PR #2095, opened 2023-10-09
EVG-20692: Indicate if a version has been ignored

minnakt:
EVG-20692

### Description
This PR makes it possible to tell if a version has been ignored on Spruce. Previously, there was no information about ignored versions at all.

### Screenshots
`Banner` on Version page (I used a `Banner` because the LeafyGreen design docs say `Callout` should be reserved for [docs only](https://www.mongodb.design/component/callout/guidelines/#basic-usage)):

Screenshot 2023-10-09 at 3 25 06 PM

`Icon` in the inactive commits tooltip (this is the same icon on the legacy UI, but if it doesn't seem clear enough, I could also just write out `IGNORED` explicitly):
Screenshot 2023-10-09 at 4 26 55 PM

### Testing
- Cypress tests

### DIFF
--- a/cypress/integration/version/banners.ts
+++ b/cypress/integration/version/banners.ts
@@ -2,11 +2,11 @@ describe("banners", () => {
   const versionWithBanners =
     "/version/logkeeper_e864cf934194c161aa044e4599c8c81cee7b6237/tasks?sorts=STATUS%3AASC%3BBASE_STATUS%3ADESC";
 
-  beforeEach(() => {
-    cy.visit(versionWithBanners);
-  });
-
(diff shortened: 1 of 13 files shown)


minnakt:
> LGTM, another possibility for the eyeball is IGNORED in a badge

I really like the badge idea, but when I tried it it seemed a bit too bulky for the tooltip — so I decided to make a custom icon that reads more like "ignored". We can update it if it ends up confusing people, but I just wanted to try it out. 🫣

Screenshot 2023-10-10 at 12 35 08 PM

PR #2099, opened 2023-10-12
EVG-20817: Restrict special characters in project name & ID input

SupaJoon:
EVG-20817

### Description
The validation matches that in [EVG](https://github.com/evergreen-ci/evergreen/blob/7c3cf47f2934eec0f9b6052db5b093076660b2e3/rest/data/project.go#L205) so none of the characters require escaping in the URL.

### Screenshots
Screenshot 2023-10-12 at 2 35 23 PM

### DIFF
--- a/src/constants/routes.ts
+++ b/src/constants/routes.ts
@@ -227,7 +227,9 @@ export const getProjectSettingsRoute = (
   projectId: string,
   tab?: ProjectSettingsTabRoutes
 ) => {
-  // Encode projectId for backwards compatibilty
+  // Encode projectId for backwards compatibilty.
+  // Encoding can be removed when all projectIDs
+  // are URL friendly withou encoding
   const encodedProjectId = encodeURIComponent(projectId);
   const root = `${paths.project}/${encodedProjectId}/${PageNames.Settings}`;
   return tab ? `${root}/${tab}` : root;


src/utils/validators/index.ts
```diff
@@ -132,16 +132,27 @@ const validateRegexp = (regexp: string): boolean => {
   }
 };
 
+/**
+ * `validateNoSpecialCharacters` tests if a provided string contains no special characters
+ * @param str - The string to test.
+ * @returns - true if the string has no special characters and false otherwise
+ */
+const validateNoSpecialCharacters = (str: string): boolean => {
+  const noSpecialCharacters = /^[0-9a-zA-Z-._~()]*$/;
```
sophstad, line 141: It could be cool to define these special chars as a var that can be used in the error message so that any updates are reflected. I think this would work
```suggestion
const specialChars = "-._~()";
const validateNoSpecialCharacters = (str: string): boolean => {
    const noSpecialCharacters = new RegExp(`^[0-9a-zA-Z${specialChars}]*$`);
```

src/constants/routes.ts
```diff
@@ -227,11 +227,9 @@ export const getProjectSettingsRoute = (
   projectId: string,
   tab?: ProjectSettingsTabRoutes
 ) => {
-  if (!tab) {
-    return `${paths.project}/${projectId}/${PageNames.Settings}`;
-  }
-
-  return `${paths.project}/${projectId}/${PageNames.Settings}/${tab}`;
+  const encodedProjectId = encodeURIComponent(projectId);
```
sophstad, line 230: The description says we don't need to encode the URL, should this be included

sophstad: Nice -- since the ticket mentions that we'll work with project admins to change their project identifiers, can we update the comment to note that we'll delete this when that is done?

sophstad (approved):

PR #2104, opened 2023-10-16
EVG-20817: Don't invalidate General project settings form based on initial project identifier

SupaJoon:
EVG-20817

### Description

* * *

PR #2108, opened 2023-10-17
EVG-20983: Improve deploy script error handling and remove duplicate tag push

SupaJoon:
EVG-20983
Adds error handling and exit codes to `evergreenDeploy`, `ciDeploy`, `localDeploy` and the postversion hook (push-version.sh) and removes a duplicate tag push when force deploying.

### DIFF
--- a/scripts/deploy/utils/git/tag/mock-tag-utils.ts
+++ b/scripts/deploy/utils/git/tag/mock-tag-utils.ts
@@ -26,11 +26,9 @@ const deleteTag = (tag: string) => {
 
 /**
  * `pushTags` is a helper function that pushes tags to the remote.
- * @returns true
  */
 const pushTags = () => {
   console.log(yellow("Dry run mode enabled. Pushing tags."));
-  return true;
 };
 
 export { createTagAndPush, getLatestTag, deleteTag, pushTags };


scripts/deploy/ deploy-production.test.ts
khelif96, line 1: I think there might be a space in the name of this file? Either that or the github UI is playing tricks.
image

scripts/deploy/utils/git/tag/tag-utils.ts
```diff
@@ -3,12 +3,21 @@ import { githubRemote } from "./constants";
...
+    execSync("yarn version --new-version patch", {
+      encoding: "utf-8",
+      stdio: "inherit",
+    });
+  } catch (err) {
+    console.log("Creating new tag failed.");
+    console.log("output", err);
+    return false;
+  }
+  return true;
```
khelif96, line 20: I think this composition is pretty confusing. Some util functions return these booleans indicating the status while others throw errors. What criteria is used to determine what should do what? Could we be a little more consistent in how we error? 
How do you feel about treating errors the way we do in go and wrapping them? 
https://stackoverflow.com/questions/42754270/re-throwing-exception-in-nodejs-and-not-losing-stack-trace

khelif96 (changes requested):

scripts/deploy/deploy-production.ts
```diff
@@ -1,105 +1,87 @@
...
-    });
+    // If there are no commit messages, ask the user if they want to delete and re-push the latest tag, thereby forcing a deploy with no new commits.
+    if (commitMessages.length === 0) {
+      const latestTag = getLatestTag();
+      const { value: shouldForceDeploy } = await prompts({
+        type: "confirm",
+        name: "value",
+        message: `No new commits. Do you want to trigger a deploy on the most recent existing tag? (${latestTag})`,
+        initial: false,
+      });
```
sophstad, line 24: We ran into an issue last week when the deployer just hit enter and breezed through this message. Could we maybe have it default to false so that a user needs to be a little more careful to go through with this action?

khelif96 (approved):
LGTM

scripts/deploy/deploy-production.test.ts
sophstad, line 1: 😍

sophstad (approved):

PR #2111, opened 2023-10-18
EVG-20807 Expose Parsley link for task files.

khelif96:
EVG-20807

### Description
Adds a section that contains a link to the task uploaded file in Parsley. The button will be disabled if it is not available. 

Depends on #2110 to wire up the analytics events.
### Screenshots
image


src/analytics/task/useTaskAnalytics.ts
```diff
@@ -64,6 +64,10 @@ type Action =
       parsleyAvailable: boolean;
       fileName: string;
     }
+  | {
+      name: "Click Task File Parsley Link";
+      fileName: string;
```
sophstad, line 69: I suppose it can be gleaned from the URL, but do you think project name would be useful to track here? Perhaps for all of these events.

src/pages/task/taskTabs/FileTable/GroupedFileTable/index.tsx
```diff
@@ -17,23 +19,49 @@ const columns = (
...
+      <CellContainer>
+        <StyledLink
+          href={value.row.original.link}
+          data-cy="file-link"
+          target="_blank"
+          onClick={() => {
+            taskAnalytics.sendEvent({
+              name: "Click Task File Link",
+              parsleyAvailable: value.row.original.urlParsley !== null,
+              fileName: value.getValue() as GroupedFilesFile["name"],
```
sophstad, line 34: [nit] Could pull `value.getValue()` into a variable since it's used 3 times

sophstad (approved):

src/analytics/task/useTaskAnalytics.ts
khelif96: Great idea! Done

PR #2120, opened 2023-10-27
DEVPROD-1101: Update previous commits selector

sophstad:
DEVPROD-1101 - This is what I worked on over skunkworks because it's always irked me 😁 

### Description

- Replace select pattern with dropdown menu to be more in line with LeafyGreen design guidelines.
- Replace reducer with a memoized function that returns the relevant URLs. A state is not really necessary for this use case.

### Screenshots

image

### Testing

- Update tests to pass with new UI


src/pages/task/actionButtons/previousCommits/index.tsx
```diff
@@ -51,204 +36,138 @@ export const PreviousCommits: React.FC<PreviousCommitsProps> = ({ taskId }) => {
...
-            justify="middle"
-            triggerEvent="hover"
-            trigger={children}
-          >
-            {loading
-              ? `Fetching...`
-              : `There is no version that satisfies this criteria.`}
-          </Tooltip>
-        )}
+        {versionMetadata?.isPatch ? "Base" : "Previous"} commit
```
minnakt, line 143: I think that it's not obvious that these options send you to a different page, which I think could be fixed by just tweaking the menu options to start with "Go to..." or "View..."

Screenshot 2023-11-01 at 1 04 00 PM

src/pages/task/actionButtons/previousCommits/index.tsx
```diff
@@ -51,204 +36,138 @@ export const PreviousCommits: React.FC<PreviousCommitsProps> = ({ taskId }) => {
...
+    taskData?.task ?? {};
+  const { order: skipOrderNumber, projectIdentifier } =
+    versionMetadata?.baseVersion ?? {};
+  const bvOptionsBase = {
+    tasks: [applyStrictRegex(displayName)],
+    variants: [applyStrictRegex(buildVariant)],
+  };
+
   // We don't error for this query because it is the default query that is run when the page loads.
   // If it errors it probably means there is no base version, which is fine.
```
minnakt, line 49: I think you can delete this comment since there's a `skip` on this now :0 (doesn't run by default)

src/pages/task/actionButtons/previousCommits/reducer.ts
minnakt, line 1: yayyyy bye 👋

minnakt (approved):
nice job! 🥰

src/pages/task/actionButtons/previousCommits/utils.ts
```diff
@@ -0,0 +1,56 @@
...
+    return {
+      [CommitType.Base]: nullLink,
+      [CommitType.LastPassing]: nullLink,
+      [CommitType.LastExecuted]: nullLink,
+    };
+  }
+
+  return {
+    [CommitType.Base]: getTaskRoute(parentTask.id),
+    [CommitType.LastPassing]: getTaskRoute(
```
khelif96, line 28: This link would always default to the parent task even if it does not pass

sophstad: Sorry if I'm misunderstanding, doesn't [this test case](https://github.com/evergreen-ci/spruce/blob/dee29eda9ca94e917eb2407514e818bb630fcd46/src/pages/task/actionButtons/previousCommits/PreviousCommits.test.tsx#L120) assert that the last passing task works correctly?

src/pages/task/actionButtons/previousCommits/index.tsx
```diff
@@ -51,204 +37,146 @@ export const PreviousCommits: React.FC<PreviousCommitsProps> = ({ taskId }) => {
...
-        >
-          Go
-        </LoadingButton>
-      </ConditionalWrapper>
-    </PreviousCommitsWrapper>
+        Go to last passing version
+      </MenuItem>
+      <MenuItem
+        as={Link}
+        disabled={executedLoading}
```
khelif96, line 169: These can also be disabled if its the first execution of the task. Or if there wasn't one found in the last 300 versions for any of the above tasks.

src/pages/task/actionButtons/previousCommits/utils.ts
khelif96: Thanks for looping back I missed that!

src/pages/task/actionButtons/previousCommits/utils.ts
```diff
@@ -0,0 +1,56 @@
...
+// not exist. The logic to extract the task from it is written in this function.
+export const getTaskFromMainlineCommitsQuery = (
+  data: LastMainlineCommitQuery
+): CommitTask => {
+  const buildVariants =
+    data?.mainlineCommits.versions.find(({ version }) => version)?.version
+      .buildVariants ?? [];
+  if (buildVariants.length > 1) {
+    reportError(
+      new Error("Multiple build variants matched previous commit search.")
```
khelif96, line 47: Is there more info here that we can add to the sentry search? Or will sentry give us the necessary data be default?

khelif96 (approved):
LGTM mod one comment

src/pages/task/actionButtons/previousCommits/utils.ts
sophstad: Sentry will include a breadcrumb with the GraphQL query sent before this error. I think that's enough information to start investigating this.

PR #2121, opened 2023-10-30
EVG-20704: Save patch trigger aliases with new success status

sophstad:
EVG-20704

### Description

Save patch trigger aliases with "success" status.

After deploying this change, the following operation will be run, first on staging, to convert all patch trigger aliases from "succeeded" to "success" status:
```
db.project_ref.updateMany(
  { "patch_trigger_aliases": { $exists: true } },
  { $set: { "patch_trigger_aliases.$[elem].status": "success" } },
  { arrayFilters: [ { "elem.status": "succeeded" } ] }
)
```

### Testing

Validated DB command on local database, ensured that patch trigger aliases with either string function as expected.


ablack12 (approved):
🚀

WHAT YOU WILL DO:
Collect every line from the records above that contains the word "constants".

SOLUTION TO THIS PROBLEM:
--- a/src/constants/routes.ts
+++ b/src/constants/routes.ts
src/constants/routes.ts
@@ -3,12 +3,21 @@ import { githubRemote } from "./constants";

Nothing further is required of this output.